# Shrimp vs Corydoras



## pineapple (May 4, 2004)

I have a couple of Corydoras julii in an aquarium along with Paracheirodon axelrodi and Caridina japonica. The Amano shrimp have got fairly large and I have to take preventative action to ensure the Corydoras get anything to eat. No sooner do I put a sinking pellet into the water than the shrimp rush down from the "trees", grab it, and run off. The Corydoras are still looking... What I do now is to crumble the pellet, roll up my sleeve, and put the pieces on the substrate so the Corydoras have a chance of getting some before the shrimp descend - the Cardinals also get in on the action and swipe a few pieces these days.

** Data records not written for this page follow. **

PR #775, opened 2021-07-27
Add timestamp filtering fields to InvocationQuery

bduffany:
---

**Version bump**: Patch


proto/invocation.proto
```diff
@@ -167,6 +167,13 @@ message InvocationQuery {
 
   // The ROLE metadata set on the build.
   string role = 6;
+
+  // The timestamp on or after which the build must have been updated
+  // (inclusive).
+  google.protobuf.Timestamp updated_timestamp_range_start = 7;
+
+  // The timestamp up to which the build must have been updated (exclusive).
+  google.protobuf.Timestamp updated_timestamp_range_end = 8;
```
bduffany, line 176: These names might seem a bit long, but IMO are better than other alternatives I considered:

* `min_updated_timestamp` / `max_updated_timestamp`: problematic because `max` suggests inclusive, but we probably want the right limit to be exclusive because that's usually the convention and probably the least surprising
* `start_timestamp` / `end_timestamp`: slightly ambiguous because they could be referring to build start / build end -- documentation would clarify this, but it's better if the fields are self-documenting

proto/invocation.proto
```diff
@@ -170,6 +170,12 @@ message InvocationQuery {
 
   // The ROLE metadata set on the build.
   string role = 6;
+
+  // The timestamp on or after which the build was last updated (inclusive).
+  google.protobuf.Timestamp updated_timestamp_range_start = 7;
+
+  // The timestamp up to which the build was last updated (exclusive).
+  google.protobuf.Timestamp updated_timestamp_range_end = 8;
```
tylerwilliams, line 178: (idk what this looks like on the client side but another way to do this would be to have a timestamp + a duration)

What about calling these fields:
updated_after and updated_before?

tylerwilliams (changes requested):

proto/invocation.proto
bduffany: Those names SG (Done) -- it's more ergonomic for the client to use start/end dates so will keep as timestamps

tylerwilliams (approved):
LGTM

PR #776, opened 2021-07-27
Wire up datepicker to invocation history query

bduffany:
Datepicker is wired up to the `updated_at_usec` field (not the `created_at_usec` field) since we are using that field for the history query already (in the `ORDER BY`) and we don't have indexes on `created_at_usec`. The trends page uses that timestamp as well.

Tried running the resulting history query on groups with the largest number of invocations; query performance was the same (since both queries with/without the range filter, are ordering by `updated_at_usec` and hitting the row limit of 126)

---

**Version bump**: Patch


tylerwilliams (approved):
LGTM

tylerwilliams:
(timeutil comes through nicely)

siggisim (approved):

PR #2146, opened 2022-06-17
Task sizing: Store estimated and measured compute usage in the Executions table

bduffany:
Note: this change is intended to be backwards compatible and not rely on the order in which apps/executors are deployed.

---

**Version bump**: Patch


proto/remote_execution.proto
```diff
@@ -1766,6 +1767,13 @@ message ExecutionTask {
   RequestMetadata request_metadata = 9;
 }
 
+// An ExecutionTask along with its scheduling metadata computed by the execution
+// service.
+message ScheduledTask {
```
vadimberezniker, line 1772: Does this need to be a proto or can it be a type internal to the executor?

server/interfaces/interfaces.go
```diff
@@ -532,6 +532,13 @@ type TaskRouter interface {
 	MarkComplete(ctx context.Context, cmd *repb.Command, remoteInstanceName, executorInstanceID string)
 }
 
+// ScheduledTask represents an execution task along with its scheduling metadata
```
vadimberezniker, line 535: Can this be removed now?

vadimberezniker (approved):

tylerwilliams (commented):
(whoops, thought i'd sent these comments but they were pending)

This game has evolved one step further. The shrimp now fly off the trees onto my hand and try and wrench the pellet pieces away before my fingers even get the to substrate. It's a pretty tickly feeling... but somewhat endearing... They've become quite friendly those shrimp.

Andrew Cribb


----------



## Piscesgirl (Feb 25, 2004)

Hahahahaha that has to be humorous to watch  My shrimp are also very friendly, not having any predators to worry about, so they usually jump on my arms when I'm working on the tank -- you are right, it tickles! I guess they think I might be made of algae. It's actually hard to 'shoosh' them away!


----------